Abstract out the flow control mechanism from LES and add it as an optional and replaceable "hint layer" to messages. This would help experimenting with different versions of the mechanism and also help implementing simple clients by making the whole thing an optional performance enhancement and therefore not mandatory to implement.
Add request IDs and (some version of) the LES flow control mechanism to ETH/64. This would make sense because syncing (especially fast sync) relies on heavily pulling data in one direction and therefore faces similar challenges. Adding the current strict and brittle version of the flow control to the main Ethereum wire protocol would probably be dangerous so going with an optional performance-optimizing hint mechanism would suit ETH/64 better too.
Unify LES and ETH/64. Since these protocols share most of their messages and we are thinking about adding LES specific things to ETH anyway, it sounds sensible to have a single protocol. On the other hand these two modes of operation may require different prioritization and load balancing methods. Also ETH is more mission critical while LES is still being heavily developed. Having a common protocol framework would allow sharing some messages, some mechanisms and some code in the implementations but also allow different strategies (both in operation and in development).
Serve Ethereum chain/state data from Swarm. Splitting chain data and state snapshots to smaller parts and storing them in the Swarm topology would theoretically make sense and could help with some use cases. Supporting the proposed protocol framework could also make it easier to realize interoperation between the two protocols.
Micropayment incentivization. This feature will need some extra metainformation which could be added to LES in some specific form but it would be better to make it as flexible as possible. It should be easy to experiment with different payment methods and pricing policies because markets are not designed on a drawing board. Also, other protocols could share the same mechanisms.
Moving towards Serenity and sharding. Serenity clients will also serve different roles and require either different protocols or (ideally) overlapping subsets of the same protocol which can still be developed more or less separately. These protocols could probably also benefit from the previously mentioned mechanisms. Sharing a common protocol framework (with a replaceable serialization format and underlying transport layer if necessary) could allow Serenity to benefit from existing infrastructure parts and make the transition easier.

Specification

Message format

Instead of the usual messageCode, messageData format we allow optional metadata in messageCode, messageData, [[metaCode, metaData], ...] format.

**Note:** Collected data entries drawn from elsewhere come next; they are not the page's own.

PR #145, opened 2023-04-11
chore: add boilerplate for hacking on buck2 with nix + direnv

thoughtpolice:
I've been using this to hack on and build `buck2` for a while now, since I often don't use `rustup` (and actually not using NixOS -- but Nix-On-Ubuntu-On-WSL2?!?!!) and figured it might be worth putting upstream at this point, with the official announcement being made. This will at least let any prospective users who have Nix get compiling real quick. It will also allow some future improvements to `flake.nix`, but...

Please note (especially lurking Nix users): this only allows you to use Nix to provision a development environment, one which is capable of running `cargo build`. There is not yet a "nix package" (AKA thing that installs inside `/nix/store`) for buck2 in this PR. I have one as part of `buck2-nix`, but it's out of date because some recent changes in mid/late February started causing a build failure. I'll open up a separate PR for that later and discuss it.

Please see the commit message for a longer version.

### DIFF
--- a/.envrc
+++ b/.envrc
@@ -1,0 +1,4 @@
+if ! has nix_direnv_version || ! nix_direnv_version 2.2.1; then
+    source_url "https://raw.githubusercontent.com/nix-community/nix-direnv/2.2.1/direnvrc" "sha256-zelF0vLbEl5uaqrfIzbgNzJWGmLzCmYAkInj/LNxvKs="
+fi
+use flake
--- a/.gitignore
+++ b/.gitignore
@@ -1,6 +1,7 @@
 /target/
 Cargo.lock
 buck-out
+/.direnv
 
 # symlinks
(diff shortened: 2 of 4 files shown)


ndmitchell:
We have relatively little ability to support this going forward - but it doesn't look like it will take much maintenance, so might as well merge.

thoughtpolice:
FWIW, I'd be perfectly OK with leaving this as-is, for now. Actually, I could also refactor it to probably exist in another repository, too, I think, without harming the UX too much. So don't feel obligated to do this at the moment.

I do need to file an issue about `prost` though, since that's preventing a Nix build of a more recent version of buck2, but I might just go ahead and open a literal bug report.

ndmitchell:
I see no reason not to land this - it doesn't hurt.

PR #148, opened 2023-04-12
Typo: `rust fmt` -> `rustfmt`

mgeisler:
The space looks like a typo to me.


ndmitchell:
Seems the project itself uses `Rustfmt` all the time, so we should follow.

Issue #374, opened 2023-08-01
Merging compilation database entries should should use argfiles


zjturner:
Windows has a command line limit length, and when you try to build a compilation database for a target with many object files, you pass this threshold and the `make_comp_db.py` script fails.

```
PS C:\Users\Zachary Turner> D:
PS D:\> cd .\src\foo\
PS D:\src\foo> buck2 build //Client/Base:Base[compilation-database]
Action failed: root//Client/Base:Base (cxx_compilation_database_merge)
Local command returned non-zero exit code 1
Reproduce locally: `"buck-out\\v2\\gen\\prelude\\23b3e4bdecafe14a\\python_bootstrap\\tools\\__win_python_wrapper__\\win_ ...<omitted>... 23b3e4bdecafe14a\\Client\\Base\\__Base__\\__comp_db__\\src\\Microsoft\\Environment.cpp.comp_db.json" (run `buck2 log what-failed` to get the full command)`
stdout:
stderr:
The command line is too long.
Build ID: 1c6dffb0-30ea-4f2c-924d-e49a3294256f
Network: Up: 0 B  Down: 17 MiB
Jobs completed: 145. Time elapsed: 1.4s.
Cache hits: 0%. Commands: 86 (cached: 0, remote: 0, local: 86)
BUILD FAILED
```

This looks like a similar problem to what I reported in #364, where we need to use argfiles.  Incidentally, `make_comp_db.py` actually already supports argfiles:

https://github.com/facebook/buck2/blob/a8060c162b1c63e56a1b0a13c72971f72a5799ba/prelude/cxx/tools/make_comp_db.py#L36-L43

But the `create_compilation_database()` function does not pass the arguments in as an argfile:

https://github.com/facebook/buck2/blob/a8060c162b1c63e56a1b0a13c72971f72a5799ba/prelude/cxx/comp_db.bzl#L58-L63

leading to the above error.

PR #390, opened 2023-08-16
Use an argsfile to build the compilation database

andyfriesen:
Fixes https://github.com/facebook/buck2/issues/374

I was unable to find any tests for this.  Are there any?

### DIFF
--- a/prelude/cxx/tools/make_comp_db.py
+++ b/prelude/cxx/tools/make_comp_db.py
@@ -54,8 +54,16 @@ def merge(args):
 
     entries = []
     for entry in args.entries:
-        with open(entry) as f:
-            entries.append(json.load(f))
+        if entry.startswith('@'):
+            with open(entry[1:]) as argsfile:
+                sub_entries = map(str.strip, argsfile.readlines())
+
+                for sub_entry in sub_entries:
+                    with open(sub_entry) as g:
+                        entries.append(json.load(g))
+        else:
+            with open(entry) as f:
+                entries.append(json.load(f))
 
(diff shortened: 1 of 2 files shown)


ndmitchell:
Sorry for the delay in responding to this - our internal tasking system sent it to someone on holiday...

We do have internal tests for this, but they aren't yet open source. What's the reason for preferring an args file here? I think the way we currently use these files is to turn them into an args file when the person is consuming them, rather than writing them down, but I'll talk to the people who wrote this feature.

prelude/cxx/tools/make_comp_db.py
```diff
@@ -54,8 +54,16 @@ def merge(args):
 
     entries = []
     for entry in args.entries:
-        with open(entry) as f:
-            entries.append(json.load(f))
+        if entry.startswith('@'):
```
ndmitchell, line 57: Is this actually required, given that we have support for `@` files in `gen`?

andyfriesen: The two modes that this script can run in don't share any code at all, so some argfile handling mechanism is necessary here as well.

We could lift it into a small utility function.  Basically a function that goes from an argv that potentially contains an argsfile reference to one that has them all expanded.

Would that be better?

ndmitchell: Given it's two entirely separate functions that just happen to live in the same file, I'd just leave it for now. I'll land this as is, and we can potentially common up later.

ndmitchell:
Turns out there are tests which caught a small bug - see the small change I had to make.

Issue #368, opened 2023-07-28
Precompiled headers don't seem to be working


zjturner:
Found this in the prelude:

https://github.com/facebook/buck2/blob/776d355f7e6136de88fa3b7c28e775305826ac3f/prelude/cxx/compile.bzl#L471-L474

```
    # Workaround as that's not precompiled, but working just as prefix header.
    # Another thing is that it's clang specific, should be generalized.
    if ctx.attrs.precompiled_header != None:
        args.add(["-include", headers_tag.tag_artifacts(ctx.attrs.precompiled_header[CPrecompiledHeaderInfo].header)])
```

So it doesn't appear to actually be precompiling anything (even on Linux / Clang).

The prelude is pretty complicated, but I'm willing to take a stab at implementing this if someone can offer some pointers.  I need:

1. To create the step that actually runs the compiler to generate the compiled PCH output file
2. To reference the generated PCH output artifact created in step 1.
3. To create a serialization point in the DAG from step 1 to step 2.

I also thought about implementing this by just making a genrule() target that outputs the PCH and referencing it from the `compiler_flags` argument as a workaround.

ndmitchell:
I added #392 which is an internal implementation of PCH that wasn't merged because performance is slower for .h files, faster for .cpp files. I did not write this code, and had to rebase this code over a few months, so I checked I can still compile a C++ file, but haven't checked I didn't break PCH.

zjturner:
I'll test this out for science.  However, just want to mention that to really get the best benefit out of PCH, you need to be able to specify the header list.  Biggest wins from PCH come from compiling a PCH once per library, and being able to explicitly choose what headers go into the PCH.  With PCH you really want headers that are expensive to compile, but don't change frequently because that reduces the impact on .h file iteration while still greatly improving .cpp file iteration.  And if you can limit it to files that change basically never (e.g. third party deps, libc++, boost, webrtc, etc) then it's pure win.  But only the individual library knows that.

My ideal design is something like this:

```
cxx_precompiled_header(name = "foo", headers = [header-list])
cxx_library(name = "bar", pch = ":foo")
```

`buck2 build //foo` should do no work, because it doesn't know what flags to pass when generating the precompiled header.  But `buck2 build //bar` should first run the compiler with the same flags that its using for its own sources but outputting a PCH, and then it should compile the rest of the sources in parallel taking the compiled pch output as input to each object.

ndmitchell:
[...]

PR #392, opened 2023-08-17
Add basic support for per-source auto-PCH

ndmitchell:
Summary:
This adds opt-in support to automatically generate a PCH for each C++
source (based on bmaurer's investigation in this area) -- by extracting
its leading `#include`s into a header and pre-compiling it -- which can
dramatically improve the compile-cycle time when iterating on `.cpp`s
~50% (the subsequent diff in this stack uses `-fpch-codegen`/
`-fpch-debuginfo`, which makes this faster w/ tradeoffs, as it can eagerly
generate more code than w/o PCH).

In basic tests, this improves the `.cpp` iteration workflow ~50% while
regressing the `.h` iteration workflows by up to ~30% (presumably due to
the overhead in serializing/deserializing the AST).  A followup here is to
support some way to "race" both approaches in incremental builds to get
the best of both worlds.

TODOs:
1) We currently re-generate the source to strip the leading `#includes`
   that were put in the PCH, as using the original source fails
   compilation w/ conflicts.  We need to figure out if theres some way
   to avoid this or, if it is needed, make sure we're reporting the original
   `.cpp` in error messages and not breaking cases of source-relative
   includes.
2) The `#include` extractor utility is really basic and likely needs some
   work (e.g. it can't walk past `#if*`s).

Differential Revision: D46329995


ndmitchell:
Exported as part of discussions on #368 with @zjturner - not intended to be merged as is right now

messageCode: a non-negative integer indicating the message type and format. Mapping between message codes and protocol messages is decided during handshake.
messageData: a single serialized object with a format defined in the relevant protocol specification.
a list of metadata fields:
- metaCode: a non-negative integer indicating the metadata type and format. Mapping between meta codes and types of metadata is decided during handshake.
- metaData: a single serialized object with a format defined in the relevant metadata specification.

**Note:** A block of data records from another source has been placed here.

PR #398, opened 2023-08-26
Added support for strip-prefix when unzipping in Linux

Overhatted:
I have this target:
```
http_archive(
    name = "SQLiteFile",
    urls = [
        "https://www.sqlite.org/2021/sqlite-amalgamation-3350300.zip",
    ],
    sha256 = 'a629d0b1cc301347109e8ad211ff46af371b6ef73c41b7698e9cf1fb37bf4b95',
    sub_targets = [
        "sqlite3.c",
        "sqlite3.h",
    ],
    strip_prefix = "sqlite-amalgamation-3350300",
)
```
But it didn't work on Linux because unzip doesn't support strip_prefix. I added support by simply copying the sub-directory after unzipping.
I wasn't able to use symlinks because the subtargets attribute wouldn't work with them.

I wasn't able to find the tests for the rules code. If it exists, please let me know where I can find it.

### DIFF
--- a/prelude/http_archive/http_archive.bzl
+++ b/prelude/http_archive/http_archive.bzl
@@ -43,11 +43,12 @@ def _type(ctx: AnalysisContext) -> str:
         fail("unsupported archive type: {}".format(typ))
     return typ
 
+#Returns a two-element tuple with the first element being the cmd_args with the unarchive command and the second a bool indicating whether the prefix still needs to be stripped (in cases where the too used to uncompress does not support this feature).
 def _unarchive_cmd(
         ext_type: str,
         exec_is_windows: bool,
         archive: Artifact,
-        strip_prefix: [str, None]) -> cmd_args:
+        strip_prefix: [str, None]) -> tuple:
     if exec_is_windows:
         # So many hacks.
         if ext_type == "tar.zst":
@@ -66,7 +67,7 @@ def _unarchive_cmd(
                 "-f",
                 "-",
                 _tar_strip_prefix_flags(strip_prefix),
-            )
+            ), False
         elif ext_type == "zip":
             # unzip and zip are not cli commands available on windows. however, the
             # bsdtar that ships with windows has builtin support for zip
@@ -76,7 +77,7 @@ def _unarchive_cmd(
                 "-f",
                 archive,
                 _tar_strip_prefix_flags(strip_prefix),
-            )
+            ), False
 
         # Else hope for the best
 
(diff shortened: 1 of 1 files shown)


prelude/http_archive/http_archive.bzl
```diff
@@ -47,7 +47,7 @@ def _unarchive_cmd(
         ext_type: str,
         exec_is_windows: bool,
         archive: Artifact,
-        strip_prefix: [str, None]) -> cmd_args:
+        strip_prefix: [str, None]) -> tuple.type:
```
ndmitchell, line 50: I think you can write this as `tuple[cmd_args, bool]`. When there is a complex return type it's often useful to document on the function what the return type means.

prelude/http_archive/http_archive.bzl
```diff
@@ -175,24 +170,32 @@ def http_archive_impl(ctx: AnalysisContext) -> list[Provider]:
         mkdir = "mkdir -p {}"
         interpreter = ["/bin/sh"]
 
-    unarchive_cmd = _unarchive_cmd(ext_type, exec_is_windows, archive, ctx.attrs.strip_prefix)
+    unarchive_cmd, was_prefix_kept = _unarchive_cmd(ext_type, exec_is_windows, archive, ctx.attrs.strip_prefix)
```
ndmitchell, line 173: Is `needs_strip_prefix` a better name than `was_prefix_kept` - since if the prefix was kept because you didn't ask the prefix to be stripped it returns `False`, but the prefix was kept.

prelude/http_archive/http_archive.bzl
```diff
@@ -175,24 +170,32 @@ def http_archive_impl(ctx: AnalysisContext) -> list[Provider]:
...
+
+    output_name = value_or(ctx.attrs.out, ctx.label.name)
+    output = ctx.actions.declare_output(output_name, dir = True)
+    script_output = ctx.actions.declare_output(output_name + "Tmp", dir = True) if was_prefix_kept else output
```
ndmitchell, line 177: Pehraps `output_name + "_tmp"` - we tend not to generate CamelCase names

ndmitchell:
A few very minor notes. The CI is red because `tuple.type` should be `tuple` (it was a migration that probably happened after you started writing your code), but `tuple[cmd_args, bool]` is even better.

Looks good to me. Our internal test suite has not yet been open sourced. That said, the strip feature is woefully under-tested too. But honestly, we can live with that until the real test suite is open source, at which point there would be a good place to add a test. Until then, I wouldn't worry.

prelude/http_archive/http_archive.bzl
Overhatted: I tried it as `tuple[cmd_args, bool]` and it didn't work: https://app.circleci.com/pipelines/github/facebook/buck2/11065/workflows/07b21140-63be-4cd5-82e3-4a6d88c98cfa/jobs/28597

From searching the rest of the code base it seems the only possibility is simply `tuple`.

prelude/http_archive/http_archive.bzl
Overhatted: That is definitely a better name

ndmitchell:
Thanks, I have merged this internally, and added a test case internally. Unfortunately our internal test cases for this function reference internal HTTP servers (they aren't particularly secret, but the tests would have zero value when open sourced). We'll work on cleaning that up, but just so you are aware your added functionality is now tested.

The only predefined message format is the announcement message with messageCode zero. This message contains a set of string to serialized object mappings and can be used for communicating available messages and metadata, their mapping, and any kind of protocol-specific parameters. Protocol handlers and other agents should "listen" on certain string prefixes and it is up to them to decide whether an announcement was meaningful and useful. Sending an excessive amount of meaningless or unnecessary announcements can result in disconnection.

The set of announcements is encoded in a tree format:

messageData = [name/prefix, [subTree1, ...], value]

where subtrees are encoded similarly.

All other messages are protocol specific. Metadata can be attached to any protocol message if it is understood and accepted by the recipient. Protocol message specification and metadata specification do not need to be aware of each other, it is up to the two actors on each end of the line to decide which combinations of message and metadata types are meaningful and useful for them.

Handshake process

Supported message types are identified by strings in the namespace under the "message/" prefix. Similarly, supported metadata fields are identified by strings with "meta/" prefix. During protocol negotiation messageCode and metaCode values are mapped to those message and metadata types one peer is willing to send and the other is willing to receive.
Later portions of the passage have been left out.